* It is also known as map side as well as replicated join.
* The smaller data set will be broadcasted to all the executors in the cluster.
* The size of the smaller data set is driven by `spark.sql.autoBroadcastJoinThreshold`.
* We can even perform broadcast join when the smaller data set size is greater than `spark.sql.autoBroadcastJoinThreshold` by using `broadcast` function from `pyspark.sql.functions`.
* We can disable broadcast join by setting `spark.sql.autoBroadcastJoinThreshold` value to 0.
* If broadcast join is disabled then it will result in reduce side join.
* Make sure to setup multinode cluster using 28 GB Memory, 4 Cores each. Configure scaling between 2 and 4 nodes. Driver can be of minimum configuration.

In [0]:
# Default size is 10 MB.
spark.conf.get('spark.sql.autoBroadcastJoinThreshold')

In [0]:
# We can disable broadcast join using this approach
spark.conf.set('spark.sql.autoBroadcastJoinThreshold', '0')

In [0]:
# Resetting to original value
spark.conf.set('spark.sql.autoBroadcastJoinThreshold', '10485760b')

In [0]:
# 1+ GB Data Set
clickstream = spark.read.csv('dbfs:/databricks-datasets/wikipedia-datasets/data-001/clickstream/raw-uncompressed/', sep='\t', header=True)

In [0]:
# 10+ GB Data Set
articles = spark.read.parquet('dbfs:/databricks-datasets/wikipedia-datasets/data-001/en_wikipedia/articles-only-parquet/')

In [0]:
%%time

# Default will be reduce side join as the size of smaller data set is more than 10 MB (default broadcast size)
clickstream.join(articles, articles.id == clickstream.curr_id).count()

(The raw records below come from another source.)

Issue #230, opened 2021-04-22
Factor out backend (eg PyTorch, TensorFlow) validation.


arnaudvl:
Add `_validate_backend` functionality instead of checking on the fly as in https://github.com/SeldonIO/alibi-detect/blob/master/alibi_detect/cd/classifier.py#L98.

amanjha8100:
I would like to solve this issue. I am new to open source therefore If I make any mistakes please do guide me.

jklaise:
@amanjha8100 for sure! The most appropriate place for this function seems to be https://github.com/SeldonIO/alibi-detect/blob/master/alibi_detect/utils/frameworks.py. The function should take `backend` string provided by the user and validate it pretty much the same way as these lines: https://github.com/SeldonIO/alibi-detect/blob/13b2664dca601aebc25c774fd6814bd5d380d6e7/alibi_detect/cd/classifier.py#L97-L102 It would also be useful to define a `BACKENDS=['tensorflow', 'pytorch']` constant in this module.

@arnaudvl we may need additional functionality in the future, e.g. if some methods implement one backend but not the other.

amanjha8100:
I will try to solve this issue. Thank you for the guidance.

ascillitoe:
This issue will be solved by #537.

PR #233, opened 2021-04-22
Factor out backend issue 230

amanjha8100:
Please do review the PR. I did something very basic just created a function in frameworks.py and then called it from classifiers.py.

### DIFF
--- a/.gitignore
+++ b/.gitignore
@@ -101,6 +101,7 @@ venv/
 ENV/
 env.bak/
 venv.bak/
+vir/
 
 # Spyder project settings
 .spyderproject
--- a/alibi_detect/cd/classifier.py
+++ b/alibi_detect/cd/classifier.py
@@ -1,6 +1,6 @@
 import numpy as np
 from typing import Callable, Dict, Optional, Union
-from alibi_detect.utils.frameworks import has_pytorch, has_tensorflow, validate_backend
+from alibi_detect.utils.frameworks import has_pytorch, has_tensorflow, _validate_backend
 
 if has_pytorch:
     from alibi_detect.cd.pytorch.classifier import ClassifierDriftTorch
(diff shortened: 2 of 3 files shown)


jklaise:
@amanjha8100 thanks for this! A few small changes:

 - You can delete the commented out text in `classifier.py`
 - Move the `BACKENDS` constant outside the function so that it is a module level variable
 - Rename the function to `_validate_backend` as that's an internal utility function.
 - Make the  `ImportError` message general (i.e. remove the reference to `ClassifierDrift`)

amanjha8100:
Ok thank you for the suggestions.

.gitignore
```diff
@@ -101,6 +101,7 @@ venv/
 ENV/
 env.bak/
 venv.bak/
+vir/
```
ascillitoe, line 104: Is this needed?

alibi_detect/cd/classifier.py
```diff
@@ -94,12 +94,7 @@ def __init__(
         """
         super().__init__()
 
-        backend = backend.lower()
-        if backend == 'tensorflow' and not has_tensorflow or backend == 'pytorch' and not has_pytorch:
-            raise ImportError(f'{backend} not installed. Cannot initialize and run the '
-                              f'ClassifierDrift detector with {backend} backend.')
-        elif backend not in ['tensorflow', 'pytorch']:
-            raise NotImplementedError(f'{backend} not implemented. Use tensorflow or pytorch instead.')
+        _validate_backend(backend)
```
ascillitoe, line 97: This would need to be done for all the detectors. Running:

`grep -r "{backend} not implemented. Use tensorflow or pytorch instead" alibi_detect/*` will show where else it needs to be added.

ascillitoe (changes requested):
Apologies @amanjha8100, this PR seems to have slipped through the net. 

I've left two comments but in general, it seems like a nice idea to me. @jklaise do you think we still want to add this? It would be nice to have as we move towards increasing modularity (#388 ), although that might also require a rethink of this...

ascillitoe:
Related:
- #230

alibi_detect/utils/frameworks.py
```diff
@@ -9,3 +9,14 @@
     has_pytorch = True
 except ImportError:
     has_pytorch = False
```
ascillitoe, line 11: This could do with being updated to use `enum`'s, similar to how it is done in alibi:

https://github.com/SeldonIO/alibi/blob/master/alibi/utils/frameworks.py

ascillitoe:
Closing this as hasn't been touched in a while, and will be addressed by @mauicv's work on modularisation (see https://github.com/SeldonIO/alibi/pull/583# and #388).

* Review SQL Plan visualization to confirm the previous query have used sort merge join.

In [0]:
from pyspark.sql.functions import broadcast

In [0]:
%%time
# We can use broadcast function to override existing broadcast join threshold
# We can also override by using this code spark.conf.set('spark.sql.autoBroadcastJoinThreshold', '1500m')
broadcast(clickstream).join(articles, articles.id == clickstream.curr_id).count()

* Review SQL Plan visualization to confirm the previous query have used broadcast based join.